/queue-web-crawler

This application is developed to crawl a website with queue that determines no of allowed concurrent connections and find all possible hyperlinks present within it and save it to CSV file.

Primary LanguageJavaScript

queue-web-crawler

This application is developed to crawl a website using queue with request concurrency at max 5 and find all possible hyperlinks present within it and save it to CSV file.

For this two modules is developed to accomplish it. First is by using async library, name of a file is withAsyncLibrary.JS and second is without using async library, name of file is withOutAsyncLibrary.js.

How to use this repository ?

  • Clone or download repository. Refer
  • Go to application folder.
  • Install dependencies. Run npm install.
  • Run npm run asyncapp to test functionality of withAsyncLibrary.JS module.
  • Run npm run emitterapp to test functionality of withOutAsyncLibrary.js module.
  • To test the status of url on which we start crawling, run npm run test. It will return success if statuscode of website is 200 else it will throw an error.

CSV and Log file

Hyperlinks found after crawling a website is maintened in a *.CSV file and along with it log file *.txt is maintened to check specific logs with time of occurrences.
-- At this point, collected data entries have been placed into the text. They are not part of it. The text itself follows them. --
PR #1555, opened 2026-06-30
Add more Moonwave documentation support

### LINKED ISSUE #1552: Function hover hints should display certain moonwave tags in a more semantic manner
Moonwave docs support various tags. It may be worthwhile to build out some of these as function hover hints in a more semantic manner.

Some of the ones considered that are really useful are:
- `@yields`
- `@private` - this particularly should signal to the user that this particular method is private. for the sake of cross-compatibility with moonwave, I don't think it's wise to build a `@protected` tag unless you can bridge that gap, nonetheless it'd be very cool.
- `@deprecated`
- `@readonly`

This ticket should be labeled as feature/improvement.

ryancundiff:
Add more Moonwave documentation support to the tooltips. This relates to Issue #1552.

**Readable flag tags.** Previously, `@yields` and `@unreleased` were the only tags parsed for bolding, and they rendered as the raw tag name (e.g. **@yields**). Flag tags now render as readable labels instead, and I added parsing for several more. Like `@yields` and `@unreleased`, these inform the user of the intended usage context of the associated item:

- `@server` → **Server**
- `@client` → **Client**
- `@plugin` → **Plugin**
- `@private` → **Private**
- `@readonly` → **Read Only**

**`@deprecated` support.** The tag is parsed into its version and description rather than printed as plain comment text:

```
--[=[
  @function oldAdd
  Adds two numbers together.

  @param a number
  @param b number -- Number to be added to `a`.

  @return number -- Sum of `a` and `b`.

  @since v1.0.0
  @deprecated v1.2.0 -- Use `newAdd` instead.
]=]
```

The body of the tooltip now renders as:

> Adds two numbers together.
>
> **Parameters**
> - `a` number
> - `b` number -- Number to be added to `a`.
>
> **Returns**
> - `number` -- Sum of `a` and `b`.
>
> **Since** `v1.0.0`
> **Deprecated** `v1.2.0` -- Use `newAdd` instead.

**`@since` support.** As shown above, `@since` renders as a bolded **Since** notice with the version in an inline code span.

**`@field` support.** `@field` entries are collected into a **Fields** list, mirroring the existing `@param` handling — useful for `@interface` doc comments.

**Ignored declaration and metadata tags.** Tags that only carry meaning for the documentation site generator (`@class`, `@function`, `@method`, `@prop`, `@interface`, `@type`, `@__index`, `@external`, `@tag`, `@within`, `@ignore`) are no longer printed as raw text in the tooltip.

Closes #1552.

### DIFF
--- a/CHANGELOG.md
+++ b/CHANGELOG.md
@@ -12,7 +12,7 @@ The format is based on [Keep a Changelog](https://keepachangelog.com/en/1.0.0/).
 
 ### Changed
 
-- Sync to upstream Luau 0.726
+- Sync to upstream Luau 0.728
 - Moonwave flag tags (e.g. `@yields`, `@server`, `@private`) are now rendered as readable labels (e.g. **Yields**) instead of the raw tag name
 - Moonwave declaration and metadata tags (`@class`, `@function`, `@method`, `@prop`, `@interface`, `@type`, `@__index`, `@external`, `@ignore`) are no longer shown as raw text in hover documentation
 
--- a/CHANGELOG.md
+++ b/CHANGELOG.md
@@ -6,9 +6,15 @@ The format is based on [Keep a Changelog](https://keepachangelog.com/en/1.0.0/).
 
 ## [Unreleased]
 
+### Added
+
+- Added support for more Moonwave tags in hover documentation: `@deprecated` and `@since` are now rendered with their version and description, `@field` entries are shown in a "Fields" list, and `@readonly` is boldified
+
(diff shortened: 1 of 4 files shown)


JohnnyMorganz (approved):
Thank you!

ryancundiff:
I ran the tests locally, and they all pass for me now.

jasonconba:
you guys rock, thanks!! @ryancundiff @JohnnyMorganz

PR #1558, opened 2026-07-03
Add configuration option to ignore `.lua` files

Ransomwave:
This PR addresses issue #1429.

Use-case: Standalone Lua development outside of Roblox. Although older Rojo setups generate `.lua` files that require luau-lsp processing, this is legacy behavior. Because the `.luau` extension is now the standard for Luau, its tooling should hopefully remain separate from standalone Lua environments.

  • If you run npm run asyncapp, then asyncapp.csv and asyncapp.txt file will be generated.
  • If you run npm run emitterapp, then emitterapp.csv and emitterapp.txt file will be generated.

Configurable Objects

  • A config.json file is created to configure specific objects.
  • urltocrawl object can be change to any web address where you want to crawl.
  • queueworkers object can be change to any number of concurrent request connections requried to crawl a website.
  • logfilename and csvfilename can be change to any file name require for log and csv file.
  • logfilewritemodeflag and logfilewritemodeflag determines mode at which file (log and csv) file is opened for operation. It can also be change as per requirement.

Important Instruction

  • Don’t spam web servers with too many requests, their servers might ban your ip.
  • Only html pages is crawled, but .CSV file consists of all hyperlinks found on its way (.css,*.png and etc.).